What does it bring.
Opsgenie is the glue that holds Alert and Incidents together, by allowing all tools to stay in sync during the life-cycle of the alert or incident
Ansible is the I.T automation glue that holds the configuration / orchestration management together
We are rapidly increasing the number of services per head count in the on demand era and both tools show no issues in meeting the challenge of an increased workload, but they have there own area of expertise, yet if we take a thousand foot view its clear having them work together we can achieve great things.
When an alert is generated, based on the source of the alert we can automatically trigger Ansible to run any manor or playbooks or roles, for auto-remediation or to enrich the alert with facts.
When we break down the core basics of an alert, we typically have 3 items.

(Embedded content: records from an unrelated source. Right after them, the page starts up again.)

Issue #2238, opened 2022-05-09
[BUG] Some settings don't have `configured` condition


FrankYang0529:
**Describe the bug**
Even if we configure some settings successfully like `backup-target` to NFS or `release-download-url`, they don't have condition `configured` in `status`. This may make some functions broken:

* https://github.com/harvester/harvester/blob/7fcf04f8df9797020d51d72e0d2ff9aa8c84b904/pkg/api/vm/handler.go#L414-L427

![Screen Shot 2022-05-09 at 4 28 00 PM](https://user-images.githubusercontent.com/4927361/167370695-5c7af656-db2c-4de9-a8f6-769642c01e64.png)

**To Reproduce**
1. Setup a harvester clusetr.
2. Configure `backup-target` to NFS. (LH NFS ref: https://longhorn.io/docs/1.2.4/snapshots-and-backups/backup-and-restore/set-backup-target/#nfs-backupstore)
3. Check status in `backup-target`. It's empty.
4. Configure `release-download-url` to a random URL.
5. Check status in `release-download-url`. It's empty.

**Expected behavior**
They should have condition `configured` as `true` in the `status`.

**Environment:**
 - Harvester ISO version: master-head
 - Underlying Infrastructure: KVM

lanfon72:
is this a case of #2209 ?

FrankYang0529:
@lanfon72, if kinchlo's backup-target doesn't have `configured` condition, I think these two cases are the same. Let me check in issue #2209.

lanfon72:
Verified this bug has been fixed.

![image](https://user-images.githubusercontent.com/5169694/167804005-c685f4fa-1476-4d80-a5da-7a215eb2c287.png)
![image](https://user-images.githubusercontent.com/5169694/167803727-f02f0bc2-f6cd-4030-9baa-94b1c3875cd1.png)


Test Information
----
* Environment: **qemu/KVM single node**
* Harvester Version: **v1.0.2-rc2**
* **ui-source** Option: **Auto**

### Verify Steps:
- Follow steps in https://github.com/harvester/tests/issues/335#issue-1230650793

janeczku:
https://github.com/harvester/harvester/issues/2209#issuecomment-1124049483

dseralathan:
kubectl create -f backup-target.yaml

[...]

PR #2240, opened 2022-05-09
Set configured condition for all settings

FrankYang0529:
**Problem:**
In before, we only set `configured` condition for some settings which have `syncer` functions. This may break some function like backup which check whether `configured` condition in `backup-target` setting is `True`.

* https://github.com/harvester/harvester/blob/24240d896c1add07de72bfb4fb3d7bd446a6dba0/pkg/controller/master/setting/register.go#L60-L70
* https://github.com/harvester/harvester/blob/24240d896c1add07de72bfb4fb3d7bd446a6dba0/pkg/controller/master/setting/handler.go#L81-L101
* https://github.com/harvester/harvester/blob/7fcf04f8df9797020d51d72e0d2ff9aa8c84b904/pkg/api/vm/handler.go#L414-L427

**Solution:**
Set `configured` condition for all settings.

**Related Issue:**
https://github.com/harvester/harvester/issues/2238

**Test plan:**
1. Setup a harvester cluster.
2. Set `backup-target` setting as NFS. (LH NFS ref: https://longhorn.io/docs/1.2.4/snapshots-and-backups/backup-and-restore/set-backup-target/#nfs-backupstore)
3. Check `configured` condition in `backup-target` setting is `True`.
4. Set `release-download-url` setting as a random URL.
5. Check `configured` condition in `release-download-url` setting is `True`.

### DIFF
--- a/pkg/controller/master/setting/handler.go
+++ b/pkg/controller/master/setting/handler.go
@@ -78,27 +78,21 @@ func (h *Handler) settingOnChanged(_ string, setting *harvesterv1.Setting) (*har
 		return nil, nil
 	}
 
-	for key, syncer := range syncers {
-		if setting.Name != key {
-			continue
-		}
-
+	if syncer, ok := syncers[setting.Name]; ok {
 		if err := syncer(setting); err != nil {
 			if updateErr := h.setConfiguredCondition(setting.DeepCopy(), err); updateErr != nil {
 				return setting, updateErr
 			}
 			return setting, err
 		}
-
-		toUpdate := setting.DeepCopy()
-		if toUpdate.Annotations == nil {
-			toUpdate.Annotations = make(map[string]string)
-		}
-		toUpdate.Annotations[util.AnnotationHash] = currentHash
-		return setting, h.setConfiguredCondition(toUpdate, nil)
 	}
 
-	return nil, nil
+	toUpdate := setting.DeepCopy()
+	if toUpdate.Annotations == nil {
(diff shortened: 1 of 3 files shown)


weihanglo (approved):
It works. LGTM.

pkg/controller/master/setting/handler.go
```diff
@@ -89,16 +89,15 @@ func (h *Handler) settingOnChanged(_ string, setting *harvesterv1.Setting) (*har
...
 			return setting, err
 		}
-
-		toUpdate := setting.DeepCopy()
-		if toUpdate.Annotations == nil {
-			toUpdate.Annotations = make(map[string]string)
-		}
-		toUpdate.Annotations[util.AnnotationHash] = currentHash
-		return setting, h.setConfiguredCondition(toUpdate, nil)
+		break
```
guangbochen: using `break` to reconcile the setting doesn't look correct to me, prefer to add the resync method to those required settings accordingly.

FrankYang0529: I think what we do here is not reconcile the setting. One setting can only be mapped to one `syncerFunc`. If we don't have error from `syncer`, we can just leave the for loop and update the setting's annotation and condition. If there is an error, we write it in condition and return.

https://github.com/harvester/harvester/blob/24240d896c1add07de72bfb4fb3d7bd446a6dba0/pkg/controller/master/setting/handler.go#L81-L91

bk201 (approved):
LGTM

guangbochen (approved):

Instance, Resource and Value.
For example if we monitor a Web Server we could expect to get an alert like one of the following
Service httpd has stopped on webserver01.example.com
This example clearly tells us the web service is in a stopped state, The reason for it to be stopped is certainly unknown at this point, and simply a start service may not resolve it so further information is needed. And if it does resolve from starting the service then what caused it to happen? we should document it to stop it happening again.
webserver01.example.com has less than 20% free disk space at /var/www/mysite
This example again looks clear we are now below an acceptable value for disk space but we don’t know why or what to remove from this, it could be cached files or maybe someone uploaded a large file to the location, investigation is needed before we can make a decision on what to do be it delete files or increase the disk size.
How OEC can assist
Opsgenie Edge Connector (OEC) allows us to execute scripts automatically based on alert actions ( Create, Acknowledge, Close etc) or the ability to trigger custom actions so we can use Ansible to further enrich the alert payload by initiating an Ansible playbook to gather information from the instance or provider and report it back to the Alert ID in Opsgenie.
We can send data back to the Opsgenie alert in 4 usable ways.
These are key value pairs and can be overwritten on subsequent runs, ideal to see running services and have it update to see if a change happened. We can also use these as variables in additional Ansible Playbook runs.
Which means we can go from this
These stay static to the alert and cannot be deleted, they are great if you want information to be passed to other integration points examples could be chat-ops like Slack or a ticket tool like Service Desk.
If we generate files like CSV or HTML then we can upload them to be viewed. By leveraging Ansible-CMDB we can add full rich data to view to the ticket like so.
These are actually details but should be noted as a separate type, as they will redirect you to another endpoint.
It doesn’t have to be all fully automated custom actions can be triggered from the Portal or mobile application to run when you decide to run then and can be restricted to certain users.
Opsgenie is a SAAS tool which is based in the cloud, yet many integration points could be on premise or in a private cloud, OEC does not require you to open up any ports to endpoints. All traffic to OEC is performed over HTTPS TLS v1.2
We can also make sure all playbooks executed by OEC will be logged for audit and compliance needs.